Data to use Start Marker

PR #1088, opened 2020-09-11
GCW-3280-Adding Changes for add user screen

shreyas098:
### Ticket Link: 

https://jira.crossroads.org.hk/browse/GCW-3280

### What does this PR do?

FEATURE: Tweaked changes for add user screen


app/models/user.rb
```diff
@@ -104,6 +104,10 @@ def self.find_user_by_mobile_or_email(mobile, email)
     end
   end
 
+  def app_name(user, app_name)
+    user.request_from_stock = (app_name == "stock")
```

Data to use End Marker

**Work task:** Your task is to gather all lines from the entries above that hold the word "screen".

**Expected output:**
GCW-3280-Adding Changes for add user screen
FEATURE: Tweaked changes for add user screen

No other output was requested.